The Oracle Problem
One of the major issues with blockchain technology and smart contracts is the inability to naturally connect to external data sources. As most world data remains off-chain, blockchain networks are facing an uphill battle in generating real-world applications. The second part of the problem is blockchains need to be able to trust the validity of off-chain data and know it hasn’t been tampered with.
Oracles alleviate the oracle problem by bridging the gap between the off-chain and on-chain worlds. Put differently, Oracles are digital entities that connect blockchain networks to different data sources. These data sources can be on-chain or off-chain; they can connect to traditional databases or application programming interfaces (APIs), as well as blockchain native sources. Similar to APIs, blockchain oracles serve as a way for different data sources to communicate between each other. Decentralized oracle networks (DONs) enable the implementation of trustless smart contracts by ensuring data availability, validity, and off-chain computation.
Importance of Decentralization
Centralized oracles pose issues with data accuracy and susceptibility to manipulation as there is one point of vulnerability. DONs spread that risk across multiple entities. They utilize multiple nodes and data sources to ensure data validity and reduce the chance that incorrect data points make it downstream to smart contracts and end-users. Centralized oracles are often a non-starter for smart contracts due to the possibility that a single malicious actor can send bad data downstream. Additionally, centralized oracles have lower data availability. They can easily be shut off by their operator or deny service to smart contracts. The combination of low correctness guarantees and poor availability make decentralized oracles the clear choice for smart contracts.
For decentralized oracle networks to work properly, an incentive framework needs to be designed to align the node operators’ incentives with data consumers. Operators need to be rewarded for providing accurate data and penalized for poor quality. A proper framework generally includes two aspects: attributability and accountability.

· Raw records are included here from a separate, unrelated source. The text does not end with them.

PR #77, opened 2021-05-20
Check if working tree is clean in release build

petertrr:
### What's done:
* Get jgit from grgit to get git status
* Check if working tree is clean if proeprty `release` is present

### DIFF
--- a/buildSrc/src/main/kotlin/org/cqfn/save/buildutils/VersioningConfiguration.kt
+++ b/buildSrc/src/main/kotlin/org/cqfn/save/buildutils/VersioningConfiguration.kt
@@ -6,19 +6,16 @@
 
 package org.cqfn.save.buildutils
 
+import org.ajoberstar.grgit.Grgit
 import org.ajoberstar.reckon.gradle.ReckonExtension
 import org.ajoberstar.reckon.gradle.ReckonPlugin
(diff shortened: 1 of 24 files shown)


buildSrc/src/main/kotlin/org/cqfn/save/buildutils/VersioningConfiguration.kt
```diff
@@ -2,20 +2,44 @@
...
+    require(this == rootProject) { "Versioning should be configured for the root project" }
+
+    apply<GitVersionPlugin>()
+
+    val versionDetails: Closure<VersionDetails> by extra
+    val details = versionDetails.invoke()
+
+    allprojects {
+        version = details.version.let {
+            if (it.startsWith("v")) it.trim('v') else it
```
akuleshov7, line 35: why not to check that versioning is correct?
check for the semver format

akuleshov7 (approved):
lgtm

buildSrc/src/main/kotlin/org/cqfn/save/buildutils/VersioningConfiguration.kt
petertrr: Added a pattern, requiring that tags start with `'v'`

Oracles are required to sign the data that they are providing to the network. This creates an immutable record on the blockchain so third parties can easily determine which oracles have been providing good data and which have historically been incorrect. Therefore, future users can choose to only request data from highly rated oracles.

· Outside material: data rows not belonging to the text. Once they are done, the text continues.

PR #79, opened 2021-05-21
Created the logic for merging of save.toml configs

kgevorkyan:
Created the logic for merging of save.toml configs
### What's done:
* Provide logic for merging of nested save.toml configs
* Add tests
* Refactor ConfigDetector


save-plugins/fix-plugin/src/commonMain/kotlin/org/cqfn/save/plugins/fix/FixPluginConfig.kt
```diff
@@ -15,10 +15,6 @@ data class FixPluginConfig(
     val execCmd: String,
     val destinationFileSuffix: String? = null,
 ) : PluginConfig {
-    init {
```
kgevorkyan, line 18: This will be reworked in https://github.com/cqfn/save/issues/86

save-core/src/commonMain/kotlin/org/cqfn/save/core/files/MergeConfigs.kt
```diff
@@ -0,0 +1,112 @@
...
+        logDebug("Merging ${parent.location} with ${child.location}")
+        val parentConfig = parent.pluginConfigs
+        val childConfig = child.pluginConfigs
+        // Create the list of corresponding configs, if one of them will be null -> list will contain only one element,
+        // which we apply as final config, otherwise we will merge configs
+        val generalConfigs = listOfNotNull(
+            parentConfig.filterIsInstance<GeneralConfig>().firstOrNull(),
+            childConfig.filterIsInstance<GeneralConfig>().firstOrNull()
+        )
+        val newGeneralConfig: GeneralConfig? = if (generalConfigs.size != 2) generalConfigs.firstOrNull() else mergeGeneralConfigs(generalConfigs.first(), generalConfigs.last())
```
petertrr, line 67:
```suggestion
        val newGeneralConfig: GeneralConfig? = generalConfigs.singleOrNull() ?: mergeGeneralConfigs(generalConfigs.first(), generalConfigs.last())
```

petertrr (changes requested):

save-core/src/commonMain/kotlin/org/cqfn/save/core/Save.kt
```diff
@@ -60,7 +61,7 @@ class Save(
         val testConfig = ConfigDetector().configFromFile(fullPathToConfig)
 
         val plugins: List<Plugin> = discoverPluginsAndUpdateTestConfig(testConfig)
-            // FixMe: Kirill should add merging of configs here
+            .also { MergeConfigs().merge(testConfig) }
```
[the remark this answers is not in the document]
petertrr: Oh, yes, you are merging them in place by mutating list of plugins in every config, I see

save-core/src/commonMain/kotlin/org/cqfn/save/core/files/MergeConfigs.kt
```diff
@@ -0,0 +1,112 @@
...
+     */
+    fun merge(testConfig: TestConfig) {
+        logDebug("Start merging configs for ${testConfig.location}")
+        val parentConfigs = collectParentConfigs(testConfig)
+        mergeConfigList(parentConfigs)
+        mergeChildConfigs(testConfig)
+    }
+
+    // Create the list of parent configs
+    private fun collectParentConfigs(testConfig: TestConfig): MutableList<TestConfig> {
```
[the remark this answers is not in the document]
kgevorkyan: Yes, thank you

save-core/src/commonMain/kotlin/org/cqfn/save/core/files/MergeConfigs.kt
kgevorkyan: Basically, I need to consider three cases:
1) If list is empty -> return null
2) If `list.size == 1` -> return single element
3) If `list.size == 2` -> return merge elements
-----------------------
But your suggestion will give the following:
1) If list is empty -> singleOrNull returns null -> mergeConfgis -- ERROR
2) If `list.size == 1` -> return single element -- OK
3) If `list.size == 2` -> return merge elements -> singleOrNull returns null -> mergeConfgis -- OK

kgevorkyan: I think, the reason was in unclear comment before this code, I provided more detailed explanation

petertrr (approved):

save-plugins/warn-plugin/src/commonMain/kotlin/org/cqfn/save/plugin/warn/WarnPluginConfig.kt
```diff
@@ -35,24 +35,13 @@ data class WarnPluginConfig(
     val execCmd: String,
     val warningsInputPattern: Regex,
     val warningsOutputPattern: Regex,
-    val warningTextHasLine: Boolean = true,
-    val warningTextHasColumn: Boolean = true,
+    val warningTextHasLine: Boolean? = null,
```
akuleshov7, line 38: Kirill, as you remember, I have a short memory about these solutions, that's why:
1) please write some comment about it - why we have instantiated it with null
2) looks like you have broken the logic for the default value with these arguments, please check

kgevorkyan: 1) In process of merging we can met following situation:
Parent config have field `warningTextHasLine = false`
Child config have no value for this field in `toml` config, but since it's have default value `warningTextHasLine = true`,
as the result we will apply this `true`, of which there was no information in config at all.
We can't detect, whether we deal with default value in child config, or it  was provided by user.

2) I think we don't support default values at all, according 1).

save-plugins/warn-plugin/src/commonMain/kotlin/org/cqfn/save/plugin/warn/WarnPluginConfig.kt
```diff
@@ -35,24 +35,13 @@ data class WarnPluginConfig(
...
+    val warningTextHasColumn: Boolean? = null,
     val lineCaptureGroup: Int?,
     val columnCaptureGroup: Int?,
     val messageCaptureGroup: Int,
     val exactWarningsMatch: Boolean = true,
```
akuleshov7, line 43: fix this also!

save-core/src/commonMain/kotlin/org/cqfn/save/core/files/MergeConfigs.kt
```diff
@@ -0,0 +1,100 @@
...
+/**
+ * A class that is capable for merging inherited configurations
+ */
+class MergeConfigs {
+    /**
+     * Merge parent configurations with current and prolong it for all child configs
+     *
+     * @param testConfig - testing SAVE config (save.toml) which should be merged
+     */
+    fun merge(testConfig: TestConfig) {
```
akuleshov7, line 18: move this logic to TestConfig

save-core/src/commonMain/kotlin/org/cqfn/save/core/files/MergeConfigs.kt
```diff
@@ -0,0 +1,100 @@
...
+
+    private fun mergeGeneralConfigs(parentConfig: GeneralConfig, childConfig: GeneralConfig) = GeneralConfig(
+        childConfig.tags ?: parentConfig.tags,
+        childConfig.description ?: parentConfig.description,
+        childConfig.suiteName ?: parentConfig.suiteName,
+        childConfig.excludedTests ?: parentConfig.excludedTests,
+        childConfig.includedTests ?: parentConfig.includedTests,
+    )
+
+    private fun mergeWarnConfigs(parentConfig: WarnPluginConfig, childConfig: WarnPluginConfig) = WarnPluginConfig(
```
akuleshov7, line 85: this should go to plugin

kgevorkyan: Done

save-core/src/commonMain/kotlin/org/cqfn/save/core/files/MergeConfigs.kt
kgevorkyan: Moved

save-common/src/commonMain/kotlin/org/cqfn/save/core/config/TestConfig.kt
```diff
@@ -65,6 +71,56 @@ data class TestConfig(
...
+        }
+    }
+
+    private fun mergeChildConfigWithParent(parent: TestConfig) {
+        logDebug("Merging ${parent.location} with ${this.location}")
+        val parentPluginConfigs = parent.pluginConfigs
+        val childPluginConfigs = this.pluginConfigs
+
+        // Going through parent configs and:
+        // If some config is absent in parent, but exists is child, leave it as it is
```
petertrr, line 111: How do we keep these configs in `result`? It looks like they are lost

save-common/src/commonMain/kotlin/org/cqfn/save/core/plugin/PluginConfig.kt
```diff
@@ -9,10 +9,31 @@ import kotlinx.serialization.Serializable
...
-interface PluginConfig
+interface PluginConfig<T : PluginConfig<T>> {
+    /**
+     * Create new config by merging of [this] and corresponding config from [childConfig]
+     *
+     * @param childConfig list of child configs, which will be filtered for merging
+     * @return new config
+     */
+    @Suppress("TYPE_ALIAS")
+    fun createNewPluginConfig(childConfig: MutableList<PluginConfig<*>>): T
```
petertrr, line 20:
```suggestion
    fun createNewPluginConfig(childConfig: List<PluginConfig<*>>): T
```

save-common/src/commonMain/kotlin/org/cqfn/save/core/config/TestConfig.kt
```diff
@@ -65,6 +71,56 @@ data class TestConfig(
...
+        // If some config is absent in child, but exists in parent, just take it from parent
+        // Otherwise we will merge configs
+        val result: MutableList<PluginConfig<*>> = mutableListOf()
+        for (config in parentPluginConfigs) {
+            val newPluginConfig = config.createNewPluginConfig(childPluginConfigs)
```
petertrr, line 116: Shouldn't it be vice versa? Iterating over `childPluginConfigs` and merging them with `parentPluginConfigs`?

petertrr (changes requested):

save-common/src/commonMain/kotlin/org/cqfn/save/core/config/TestConfig.kt
kgevorkyan: Yes, thank you! Improved the logic

save-common/src/commonMain/kotlin/org/cqfn/save/core/plugin/PluginConfig.kt
kgevorkyan: For now, we modify childConfig in this method, so I left mutable list

save-common/src/commonMain/kotlin/org/cqfn/save/core/config/TestConfig.kt
kgevorkyan: No, we need to insert/merged only those configs, which are exists in parent, so we iterate over them
Renamed the method to more suitable

petertrr (approved):

akuleshov7 (approved):
I tried to do something with this ugly generic, but it looks like it is really the only variant for compile-time, lgtm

Decentralized oracle networks can require network participants to place a stake of confidence on the data they are providing. If they are highly certain the data is good, there is minimal risk for the operator to place a stake on their claim. If they are uncertain on the accuracy of data, they will place less of a stake and likely be a lower priority from data requestors. Operators can additionally be given rewards for continually providing reliable data or have their stakes taken for providing inaccuracies. This provides accountability to oracle operators and incentivizes proper behavior.
Implementing attributability and accountability structures should align the best interests of oracle operators and data consumers and mitigate the rewards for malicious actors. Finely tuned incentives combined with an increasing number of network participants minimize attack vectors and reduce chances of bad data making it to end-users.
Types of Oracles
If examining oracles based on what data service they provide, there are four broad categories:
- Input Oracles
- Output Oracles
- Cross-Chain Oracles
- Compute-Enabled Oracles
Input / Output Oracles
Input oracles are the most common category of oracles and are used to bring real world data on-chain. Input oracles connect to existing databases or APIs and help bridge the gap between the on-chain and off-chain worlds. A simple example of an input oracle would a lending/borrowing protocol using price data from a centralized exchange’s API to determine the value of collateral that a user is depositing.
Without oracles, manual processes would have to be introduced into on-chain interactions, defeating the whole purpose of trustless blockchain networks.
Like input oracles, output oracles work by bringing on-chain data off-chain. This enables off-chain computation using on-chain data and makes blockchain data accessible for various analytics programs. Additionally, output oracles are used to trigger off-chain actions. For example, an oracle can trigger a legacy system payment or prompt a database entry.
Cross-chain oracles read and write information across different blockchains. Digital assets are currently fragmented across various layer-1, layer-2, and side-chain networks. The ability for blockchains to communicate with each other improves interoperability and efficient markets. Cross-chain oracles provide a foundation for crypto bridges and omnichain protocols, alleviating some of the liquidity fragmentation problems.
Compute-enabled oracles (CEOs) are the newest oracles which use secure off-chain computation to complete otherwise impractical on-chain calculations to provide outputs to decentralized blockchain services. These oracles are frequently used in zero-knowledge rollups by completing off-chain computations and only posting validated transaction batches on-chain, reducing costs and increasing transaction throughput.
Together, the different types of oracles enable smart contracts to utilize data from various data sources, whether they are on-chain or off-chain, resulting in a secure trustless operation.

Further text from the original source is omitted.